Figure 1: Superstructure Detail

The cable-stayed superstructure consists of two edge girders connected by a series of floorbeams that act compositely with a concrete deck slab (see Figure 1). The design features of these components are listed in Figure 2.

Edge Girders. The major force effects in the edge girders are bending moment and axial force. The inclined cables provide vertical support to the superstructure while the horizontal component of the cable tension induces compression. The compression is greatest at the tower and decreases to zero at the end of the side spans. At the middle of the main span, the superstructure may even be in tension.

Floorbeams. The floorbeams were designed as conventional, simply supported beams with an important additional aspect. Namely, torsion will be induced in the floorbeams during construction when the precast deck panels are installed on one side only. Stability under this condition was verified.

Concrete Deck Slab. The concrete deck slab is constructed in two parts, precast panels with cast-in-place concrete
closure strips. The slab is connected to the edge girders and floorbeams by shear studs.

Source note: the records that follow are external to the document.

PR #964, opened 2022-11-14
Post abstraction

### LINKED ISSUE #207: Consider a post abstraction
This feedback is from a VIP code review by @tomjn - opening this issue to keep track of it.

> As I mentioned on the previous distributor reviews, I feel that there is still an abstraction that can be made to move post wrangling into its own object, that would make the codebase more manageable, testable, and more reviewable, if not smaller.

peterwilsoncc:
### Description of the Change

Creates a post abstraction to aid with the distribution of posts without the need to duplicate code across each connection type.

Closes #207

### How to test the Change

WIP

### Changelog Entry

> Added - Post abstraction class.

### Credits

Props @peterwilsoncc, @dkotter 

### Checklist:


includes/classes/DistributorPost.php
```diff
@@ -0,0 +1,154 @@
...
+			$this->connection_id   = get_post_meta( $post->ID, 'dt_original_blog_id', true );
+		} elseif ( get_post_meta( $post->ID, 'dt_original_source_id', true ) ) {
+			// Post was pulled from an external connection.
+			$this->connection_type = 'external';
+			$this->connection_id   = get_post_meta( $post->ID, 'dt_original_source_id', true );
+		} elseif ( get_post_meta( $post->ID, 'dt_subscription_signature', true ) ) {
+			// Post was pushed from an external connection.
+			$this->connection_type = 'pushed';
+			$this->connection_id   = get_post_meta( $post->ID, 'dt_subscription_signature', true );
+		}
```
peterwilsoncc: This is broken...

`dt_original_source_id` is included in both pushed and pulled posts.

In pushed posts, `dt_original_source_id` is stored in the distributed copy as the connection ID on the source server. IE, the distributed copy does not have access to the post data.

In pulled posts, `dt_original_source_id` is stored in the distrubuted copy as the connection on on the source server, IE the distributed copy does have access to the post data.

peterwilsoncc:
This is how I've been testing, it var_dumps the object in place of the posts content on the front end of the site:

```php
function xu_dist_nope_the_content( $content ) {
	if (
		is_admin()
		|| ( defined( 'REST_REQUEST' ) && REST_REQUEST )
	) {
		return $content;
	}




	if ( is_singular() && in_the_loop() && is_main_query() ) {
		remove_filter( 'the_content', 'xu_dist_nope_the_content' );

		$post = get_post();
		$dt = new Distributor\DistributorPost( $post );
		$t = $dt->original_post_url;
		// $t = $dt_clone->source_site;

		// This is just to get a smaller dump.
		$dt_clone = clone $dt;
		unset( $dt_clone->post->post_content );

		ob_start();
		var_dump( get_post()->ID, $dt_clone );
		var_dump( isset( $dt_clone->original_post_url ) );


		return ob_get_clean();
	}

	return $content;
}

add_filter( 'the_content', 'xu_dist_nope_the_content' );
```

peterwilsoncc:
I think this is in a good spot for an initial review and (hopefully) merge so I can proceed to use it in the connectors in follow up PRs. 

I'm sure it will change/expand slightly during implimentation but I think getting it in earlier is probably better than a mega PR.

Prepare media is pretty substantial in that it now parses all media rather than just those attached to the post directly.

includes/classes/DistributorPost.php
```diff
@@ -0,0 +1,563 @@
...
+	 * Get the post ID.
+	 *
+	 * @return int Post ID.
+	 */
+	public function get_the_id() {
+		return $this->post->ID;
+	}
+
+	/**
+	 * get the post permalink.
```
dkotter:
```suggestion
	 * Get the post permalink.
```

includes/classes/DistributorPost.php
```diff
@@ -0,0 +1,563 @@
...
+		 *
+		 * The Distributor defaults are {
+		 *    'core/image' => 'id',
+		 *    'core/audio' => 'id',
+		 *    'core/video' => 'id',
+		 * }
+		 *
+		 * @param array $media_blocks Array of media blocks.
+		 */
+		$media_blocks = apply_filters( 'dt_parse_media_blocks', $media_blocks );
```
dkotter, line 485: We'll want to ensure we follow the [JSDoc standards](https://github.com/10up/actions-wordpress/blob/stable/hookdocs-workflow.md#docblock-example) here so this filter ends up in our hook docs.

includes/utils.php
```diff
@@ -438,30 +440,12 @@ function prepare_meta( $post_id ) {
...
-		$featured_image['featured'] = true;
-
-		$media_array[] = $featured_image;
+	$dt_post = new DistributorPost( $post_id );
+	if ( ! $dt_post ) {
+		return array();
 	}
 
-	return $media_array;
+	return $dt_post->prepare_media();
```
dkotter: Looks like the `prepare_media` method is called as part of the `constructor` for `DistributorPost`. Can we just do `$dt_post->media` at this point?

includes/classes/DistributorPost.php
```diff
@@ -0,0 +1,563 @@
...
+		if ( ! $post ) {
+			return;
+		}
+
+		$this->post = $post;
+
+		// Set up the distributable data.
+		$this->meta  = Utils\prepare_meta( $post->ID );
+		$this->terms = Utils\prepare_taxonomy_terms( $post->ID );
+		$this->media = $this->prepare_media();
```
dkotter: Wondering if we should set this data in the `constructor` or if it should be set when requested? I guess I'm not sure if this data is needed every time we create an instance of `DistributorPost` or if sometimes this isn't necessary, resulting in potential impacts to performance.

I know this is still a work in progress so maybe this data is always needed but figured I'd call it out

includes/classes/DistributorPost.php
```diff
@@ -0,0 +1,563 @@
...
+			/*
+			 * Internal connections store the original blog's ID.
+			 *
+			 * Pushed and pulled posts are indistinguishable from each other.
+			 */
+			$this->connection_type = 'internal';
+			$this->connection_id   = get_post_meta( $post->ID, 'dt_original_blog_id', true );
+		} elseif ( get_post_meta( $post->ID, 'dt_full_connection', true ) ) {
+			// This connection was pushed from an external connection.
+			$this->connection_type = 'pushed';
```
dkotter: Wondering if we need another property to store if something is pushed or pulled? I guess just seems a little weird to me to have a `$connection_type` property but instead of storing `external` there, we store `pushed`.

I understand there's not a way to distinguish pushed or pulled on internal content, so in essence this is `external - pushed` and the other is `external - pulled` but might be more obvious to have a different property to store if it's a push or pull.

dkotter:
Left a few comments but overall this is looking good to me. Will be interesting to see if this helps simplify things / reduce code duplication once we start implementing this in the various connection classes.

dkotter:
I guess one other thing, not sure if we want to merge this into `develop` or if this is another of those that we should create a temporary `develop` to build off of (`develop-v2`?). Just so all of this work can be merged in as completed but it keeps our queue clean in case other things need to be released prior to work being done?

includes/classes/DistributorPost.php
peterwilsoncc: > Wondering if we should set this data in the `constructor` or if it should be set when requested?

Good point.

There's an option for limiting which media is distributed so I'll start with that and see if I can either lazy load (similar to source site items) or more simply switch to methods to get all the things.

peterwilsoncc: > Wondering if we should set this data in the `constructor` or if it should be set when requested? I guess I'm not sure if this data is needed every time we create an instance of `DistributorPost` or if sometimes this isn't necessary, resulting in potential impacts to performance.

I ended up doing a couple of things:

* storing the media data in a persistent cache for block posts f5d6ddb76c0c94463f75926dfde15c0299a9fe51
* removed the meta, terms and media population from the constractor
* cache them within the object but I may end up removing that to account for post updates.

includes/classes/DistributorPost.php
peterwilsoncc: See 768515f101c01b6c0e32534b4af2528a38548f40

peterwilsoncc:
> I guess one other thing, not sure if we want to merge this into `develop` or if this is another of those that we should create a temporary `develop` to build off of (`develop-v2`?). Just so all of this work can be merged in as completed but it keeps our queue clean in case other things need to be released prior to work being done?

I've got `develop-v1` for items that need to be cherry picked so I think that will be fine. If we end up with massive conflicts, patch releases can come from the v1 branch.

includes/utils.php
peterwilsoncc: Moved filling this out of the constructor.

peterwilsoncc: I've removed populating media, meta and terms in the constructor. They now use methods and rely on the object cache.

includes/settings.php
```diff
@@ -436,6 +438,32 @@ function handle_network_settings() {
...
+
+	if ( function_exists( 'wp_cache_delete_multiple' ) ) {
+		wp_cache_delete_multiple( $cache_keys, 'dt::post' );
+	} else {
+		foreach ( $cache_keys as $cache_key ) {
+			wp_cache_delete( $cache_key, 'dt::post' );
+		}
+	}
+}
+
```
peterwilsoncc, line 466: There's possibly a better spot to put this, maybe even in bootstrap.php.

peterwilsoncc:
@dkotter I think this is ready for another look now I've address the perf issues and other notes.

tests/php/UtilsTest.php
```diff
@@ -6,6 +6,23 @@
...
+	public function setUp(): void {
+		parent::setUp();
+
+
+		// Return voids.
+		\WP_Mock::userFunction( '_prime_post_caches' );
+		\WP_Mock::userFunction( 'update_object_term_cache' );
+		\WP_Mock::userFunction( 'update_postmeta_cache' );
+	}
+
```
peterwilsoncc, line 25: I tried to include these in `tests/php/includes/TestCase.php` but it wasn't been registered.  I renamed the class in that file to `IsThisEvenUsed` and phpunit didn't throw any fatal errors, so I suspect it isn't used.

dkotter (dismissed):

peterwilsoncc:
@dkotter Sorry, I managed to dismiss your review wrapping up the tests.

> I've got `develop-v1` for items that need to be cherry picked so I think that will be fine. If we end up with massive conflicts, patch releases can come from the v1 branch.

Are you happy for this to go in `develop` given the above or would you still prefer a targeted branch to avoid the potential for a mess.

dkotter:
> > I've got `develop-v1` for items that need to be cherry picked so I think that will be fine. If we end up with massive conflicts, patch releases can come from the v1 branch.
> 
> Are you happy for this to go in `develop` given the above or would you still prefer a targeted branch to avoid the potential for a mess.

Yeah, that sounds good to me

dkotter (approved):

Effective Width Of Composite Deck Slab

Each section of the superstructure will have different axial force distribution because of differing cable inclinations, cable vertical loads and axial force accumulation, plus the shear lag phenomenon. Based on our experience on the Chesapeake and Delaware Canal Bridge, we computed the effective width at each section of each loading case for bending moment and axial force separately.

Figure 2: Design Features

Influence Lines

Influence lines were prepared to determine axial force and bending moment at each section of edge girder due to live load. A 3-D computer model was analyzed linearly for influence lines. Influence lines were generated not only for the edge girder due to a unit load on the same side, but also due to a unit load on the opposite edge girder. The influence lines were also used to determine the loaded lengths of live load needed to calculate impact factors and effective slab width for bending moment and axial force.

Construction Load Cases

Designers of cable-stayed bridges face a major challenge: the design forces and moments can be governed by temporary construction phases as the superstructure is sequentially erected in cantilever out from the tower. As part of the design of the Owensboro Bridge superstructure, we established a detailed construction sequence and performed structural analysis for each of the construction stages, which numbered more than 100. The forces in the superstructure members at each construction stage were considered in the design.

Constructibility

The Owensboro Bridge superstructure was designed to be constructed of easily erected modules. Each module, consisting of 13.7-meter lengths of edge girders connected by three floorbeams, can be lifted by cranes that are available on the market and are of reasonable capacity. In a tightly orchestrated sequence, modules are erected, precast deck panels are placed and cast-in-place closure strips are poured.

Conclusion

The superstructure of the Owensboro Bridge was carefully designed to be competitive with the concrete alternative. It is simple, easy to fabricate, lightweight and can be erected with conventional equipment. It is designed so that each module, splice-to-splice, can be assembled off-site and erected in one piece at the site.